Keep us updated.....May God be with him.....he is in my prayers.


----------



## Scott R (Jan 7, 2014)

Heard about it earlier today and have them and their families in our prayers.


----------



## rnelson5 (Jan 7, 2014)

Wow......... I hate that and am praying for them.


----------



## thompsonsz71 (Jan 7, 2014)

Heard he went in with his waders on.... All young kids as well


----------



## RAYM (Jan 7, 2014)

That's sad, they are in my prayers


----------



## SGADawg (Jan 7, 2014)

WALB TV10 is reporting that his body was recovered about 5 pm.  Prayers for his family and friends.


----------



## copperheadmike (Jan 7, 2014)

Afraid he didn't make it guys, keep his family and friends in your prayers. Be careful out there everyone.


----------



## folded77 (Jan 7, 2014)

praying for all


----------



## deerbuster (Jan 7, 2014)

The third body was found, he did not make it. Awful tragedy. Truly shows you never know what can happen out on the water. Prayers go out to the family.


----------



## strutlife (Jan 7, 2014)

Guys, always wear your PFD. With water temps at levels they are now, you may catch hypothermia but hopefully someone will get to you in time.


----------



## oops1 (Jan 7, 2014)

So sorry to read this .. Prayers for all involved .


----------



## dirtysouthforeman (Jan 7, 2014)

http://www.walb.com/story/24386562/dnr-looks-for-people-after-boat-accident


----------



## strutlife (Jan 7, 2014)

Prayers go out to the families of these hunters and the hunters.


----------



## steelshotslayer (Jan 7, 2014)

I hate to hear this I will keep the family in ky prayers.


----------



## SouthrnPride (Jan 7, 2014)

Absolutely breaks my heart...17 years old. Prayers sent.


----------



## Nicodemus (Jan 7, 2014)

Terrible tragedy.


----------



## sowega hunter (Jan 7, 2014)

This is one of my sons best friends. He and I as well are tore up over this. Just shows you never know what will happen and when. Prayers for the family they are taking it hard as I could only imagine.


----------



## Woods Savvy (Jan 7, 2014)

Prayers sent there way.


----------



## Nicodemus (Jan 7, 2014)

sowega hunter said:


> This is one of my sons best friends. He and I as well are tore up over this. Just shows you never know what will happen and when. Prayers for the family they are taking it hard as I could only imagine.

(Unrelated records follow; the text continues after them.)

PR #867, opened 2026-05-14
Integrate Zenoh 1.8.0 - Part 1/2

### LINKED ISSUE #754: Zenoh outstanding tasks

caguero:
## Summary

This patch fixes different Zenoh teardown bugs that surfaced while testing Zenoh 1.8.0: use-after-free between tests, process crash at exit, and self-deadlock in service callbacks. Even Gazebo was crashing on shutdown.

Split into reviewable commits:

1. [7a13819](https://github.com/gazebosim/gz-transport/pull/867/commits/7a13819725f4c7ed1be05e15ab1c5b8dd3db6775): Add weak_ptr holder structs and ZenohTeardownEntity helper.
2. [043c1bc](https://github.com/gazebosim/gz-transport/pull/867/commits/043c1bc5a70cfe22a621f6eefac6463fcd97c161): Subscriber holder dispatch and detached undeclare on teardown.
3. [21b38c6](https://github.com/gazebosim/gz-transport/pull/867/commits/21b38c668a3a515e67b10b1a52cec6ab60bf033e): Queryable holder dispatch, detached undeclare, safe RunCallback default.
4. [a579173](https://github.com/gazebosim/gz-transport/pull/867/commits/a579173f11ae182883fb10cc990f29e08b5cf8c0): Publisher release teardown to avoid undeclare blocking at exit.
5. [0be5d86](https://github.com/gazebosim/gz-transport/pull/867/commits/0be5d86ee79d7ca61cc1436530c20ddd2306ddb0): Add `INTEGRATION_zenohShutdownStress` test.

## Checklist
- [x] Added tests

Generated-by: Opus 4.7


include/gz/transport/RepHandler.hh
```diff
@@ -82,8 +82,18 @@ namespace gz::transport
     /// callback function.
     /// \param[out] _rep Out parameter with the data serialized.
     /// \return Service call result.
+    /// \note Returns false by default. Derived classes override.
+    /// A safe default is provided (instead of leaving the method
+    /// abstract) because a Zenoh worker thread may invoke this while
```
azeey: Do we still need this chagnge since `RunCallback` is not called from the Zenoh handler?

include/gz/transport/RepHandler.hh
```diff
@@ -158,6 +178,19 @@ namespace gz::transport
...
+          Req req;
+          if (!req.ParseFromString(request))
+            return false;
+          Rep rep;
+          if (!_cb(req, rep))
+            return false;
+          if (!rep.SerializeToString(&response))
+            return false;
+          return true;
+        });
```
azeey, line 179: This duplicates code in `RunCallback`. I used Gemini to see if there's a different approach. The suggestion was to have `RepHandler` ( the derived class) to also inherit from `std::enable_shared_from_this<RepHandler<Req, Rep>>`. This would allow us to avoid creating the holder data structures and rely on weak pointers to a `RepHandler` instance. I have the suggested implementation in https://github.com/gazebosim/gz-transport/pull/new/azeey/refactor-zenoh-holders. Let me know what you think.

src/Node.cc
```diff
@@ -149,6 +154,42 @@ class Node::PublisherPrivate
...
+    if (!this->zenohIsShutdown.compare_exchange_strong(expected, true,
+          std::memory_order_acq_rel, std::memory_order_relaxed))
+      return;
+
+    // Deliberately leak the Zenoh wrappers. release() hands the raw
+    // pointer over to nobody and skips the wrapper's destructor,
+    // which would otherwise call undeclare() and crash or deadlock
+    // (see the doc comment above).
+    (void) this->zToken.release();
+    (void) this->zPub.release();
```
azeey, line 189: So, we're leaking these everytime a Publisher is destroyed? I can see in some setups (tests, benchmarks, RL trainings), we'd be creating and destroying publishers rapidly inside a single process. 

Maybe in a follow up PR, we could implement the following suggestion from Gemini:
> * **How it works:** Introduce a thread-safe cleanup queue inside `NodeShared` and a single dedicated background worker thread. When any Zenoh entity (Publisher, Subscriber, etc.) is destroyed, its `unique_ptr` is simply moved into this queue. The background thread pops entities off the queue and calls `undeclare()` safely.
> * **Pros:** Zero detached threads. No deadlocks. Highly performant for rapidly creating/destroying short-lived publishers.
> * **Cons:** Requires a slightly larger refactoring of `NodeShared` to manage the lifecycle of this cleanup thread and queue. When `NodeShared` itself shuts down, it can just drain the queue and intentionally discard the remaining Zenoh entities without calling `undeclare()`, cleanly avoiding the exit crash.


Can you create an issue to track this?

include/gz/transport/RepHandler.hh
caguero: No, we don't. It went back to pure virtual in 1656aa87.

include/gz/transport/RepHandler.hh
caguero: Thanks! I adopted your branch in 1656aa87 with two small tweaks: the generic subscriber keeps the explicit type filter and the missing attachment warning is back.

src/Node.cc
caguero: Thanks! I went for the fix 7b2fc1e7 directly in #868. It undeclares the publisher entities inline now. Publishers run no callbacks so there is nothing for undeclare to wait on, and the explicit `NodeShared::Shutdown()` added in that PR should make it safe at exit too. There is also a new INTEGRATION_zenohPublisherLeak test that fails against the old code.

include/gz/transport/RepHandler.hh
```diff
@@ -126,7 +135,8 @@ namespace gz::transport
   // the service call. 'Rep' is the protobuf message type that will be filled
   /// with the service response.
   template <typename Req, typename Rep> class RepHandler
-    : public IRepHandler
+    : public IRepHandler,
+      public std::enable_shared_from_this<RepHandler<Req, Rep>>
```
luca-della-vedova, line 139: I noticed that the other PR takes the `weak_ptr` from the interface class instead of the templated class, should we make both of them consistent?

caguero: It's intentional. In the srv request path the `weak_ptr` is created in `IReqHandler` code where the handlers are type erased and the reply only needs the virtual `NotifyResult()`, so the interface is the only possible place. In the subscriber/replier paths the `weak_ptr` is created inside the templated class and the dispatch needs typed calls.

luca-della-vedova:
Tried to look at how `rmw_zenoh` accomplishes this and opened https://github.com/gazebosim/gz-transport/pull/947 targeting this branch

luca-della-vedova (approved):

luca-della-vedova:
CI failure is a new compile warning, should be a straightforward fix

luca-della-vedova:
@caguero do you think this can be backported?

caguero:
> @caguero do you think this can be backported?

It should. I wonder if we should merge #868 first, let it soak a bit, and then backport both PRs to Jetty when we confirm nothing breaks.

caguero:
@mergifyio backport gz-transport15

Please convey our deepest regrets, and know our thoughts and prayers are with all of you.


----------



## bigdawg (Jan 7, 2014)

X2 on pfd. I went to seminole last week and everyone in the boat had one on. The guys said I was the life jacket nazi. We are all shook up. This is a strong reminder to the younger boys I take that u must be safe and prepared for the worst. Praying for all of their families.


----------



## warmouth (Jan 7, 2014)

Never know the day or the hour. It could be any of us. Tragic.


----------



## rydert (Jan 7, 2014)

Prayers sent to friends and family....very sad..he is the same age as my son....


----------



## cowhornedspike (Jan 7, 2014)

Had an opportunity to go there yesterday...declined because of temp and wind.  That is a dangerous lake even in good conditions.


----------



## hawghntr21 (Jan 7, 2014)

Prayers for all of the people involved in this horrible accident...please let us know if there is anything we can do


----------



## king killer delete (Jan 7, 2014)

So sad. Prayers sent.


----------



## goob (Jan 7, 2014)

God bless the family and every single person dealing with the loss of this fellow hunter. I pray comfort comes to his family and friends swiftly. Lord help. Amen.


----------



## lillampp (Jan 7, 2014)

That's awful right there and I thought my week was going bad prayers for the young mans family and friends wish them god's strength you just never know when it might be your last


----------



## T-N-T (Jan 7, 2014)

Absolutely terrible.  We will pray for all involved.  I had a buddy lose his life in cold water off the coast of NC when we were just out of high school.  I know what a terrible thing something like this is.


----------



## lchristian_2003 (Jan 7, 2014)

Prayers going out for the family.


----------



## bluemarlin (Jan 7, 2014)

Very sad. 2 died in the Westport River this morning too. 
http://www.necn.com/01/07/14/3-hunt...rt-M/landing.html?blockID=861269&feedID=11106


----------



## ghadarits (Jan 7, 2014)

That is very sad and I really hate to hear it.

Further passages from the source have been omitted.